** Opening Extracted information block **

PR #426, opened 2022-08-25
[webview_flutter] Change the project type to sharedLib

swift-kim:
Based on https://github.com/flutter-tizen/flutter-tizen/pull/407.

With this change, the webview plugin will not be included in `libflutter_plugins.so` and instead `libwebview_flutter_tizen_plugin.so` will be generated and included in a TPK.

@flutter-tizen/maintainers The experimental "implicit user library linking" support for "staticLib" type plugins will be removed in the future. Please migrate to the "sharedLib" type if you have inhouse (or work-in-progress) plugins that use such an old configuration by referring to this change.

### DIFF
--- a/packages/webview_flutter/CHANGELOG.md
+++ b/packages/webview_flutter/CHANGELOG.md
@@ -1,4 +1,4 @@
-## NEXT
+## 0.5.4
 
 * Change the project type to sharedLib.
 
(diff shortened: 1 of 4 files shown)


HakkyuKim (approved):
LGTM. Should be merged after #432 for CI to release it.

swift-kim:
https://github.com/flutter-tizen/plugins/runs/8245888702?check_suite_focus=true#step:4:157

> Connection closed before full header was received

It seems this CI error usually occurs for large packages (a few megabytes) and can be resolved by running `pub get` before the `pub publish` command. We need to update the `PublishPluginCommand` class in the plugin tools.

PR #427, opened 2022-08-25
Bump ffi dependencies

swift-kim:
This helps resolving dependencies of apps that have ffi ^2.0.0 as a dependency. We may drop support for ffi ^1.1.2 and only support ^2.0.0 in the future.


HakkyuKim (approved):
LGTM

PR #429, opened 2022-08-26
[tizen_app_control] Improve FFI symbol resolution

swift-kim:
We shouldn't dlopen the embedder library by its name because the soname may possibly have the "_nui" suffix (https://github.com/flutter-tizen/engine/pull/328).

This change simplifies DynamicLibrary loading and symbol resolution by assuming that the embedder has already been loaded by the running process.


HakkyuKim (approved):
LGTM

PR #433, opened 2022-09-02
[video_player] Add a queue for storing decoded media packets

xiaowei-guan:
For fixing frame tearing issue on RB5:
1.Should destory media packet in sequence.
2.Should not destory current rendering packet when rendering finished.

### DIFF
--- a/packages/video_player/CHANGELOG.md
+++ b/packages/video_player/CHANGELOG.md
@@ -1,3 +1,7 @@
+## 2.4.1
+
+* Implement a new message loop for storing media packet.
+
 ## 2.4.0
 
 * Update video_player to 2.4.2.
--- a/packages/video_player/CHANGELOG.md
+++ b/packages/video_player/CHANGELOG.md
@@ -1,6 +1,9 @@
-## 2.4.1
+## 2.4.2
 
 * Implement a new message loop for storing media packet.
+
+## 2.4.1
+
 * Apply new texture APIs.
 
 ## 2.4.0
--- a/packages/video_player/CHANGELOG.md
+++ b/packages/video_player/CHANGELOG.md
@@ -1,6 +1,6 @@
 ## 2.4.2
 
-* Implement a new message loop for storing media packet.
+* Add a queue for storing decoded media packet.
 
 ## 2.4.1
 
--- a/packages/video_player/tizen/src/video_player.cc
+++ b/packages/video_player/tizen/src/video_player.cc
@@ -12,12 +12,6 @@
 #include "log.h"
 #include "video_player_error.h"
 
-struct Message {
-  Eina_Thread_Queue_Msg head;
-  MessageEvent event;
-  media_packet_h media_packet;
-};
-
 static std::string RotationToString(player_display_rotation_e rotation) {
   switch (rotation) {
     case PLAYER_DISPLAY_ROTATION_NONE:
@@ -263,17 +257,6 @@ void VideoPlayer::Dispose() {
   event_sink_ = nullptr;
   event_channel_->SetStreamHandler(nullptr);
 
-  if (player_) {
-    player_unprepare(player_);
-    player_unset_media_packet_video_frame_decoded_cb(player_);
-    player_unset_buffering_cb(player_);
-    player_unset_completed_cb(player_);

** Closing Extracted information block **

[The problem]
Check each line above for the string "type" and return those that contain it.

[Task answer]
[webview_flutter] Change the project type to sharedLib
@flutter-tizen/maintainers The experimental "implicit user library linking" support for "staticLib" type plugins will be removed in the future. Please migrate to the "sharedLib" type if you have inhouse (or work-in-progress) plugins that use such an old configuration by referring to this change.
 * Change the project type to sharedLib.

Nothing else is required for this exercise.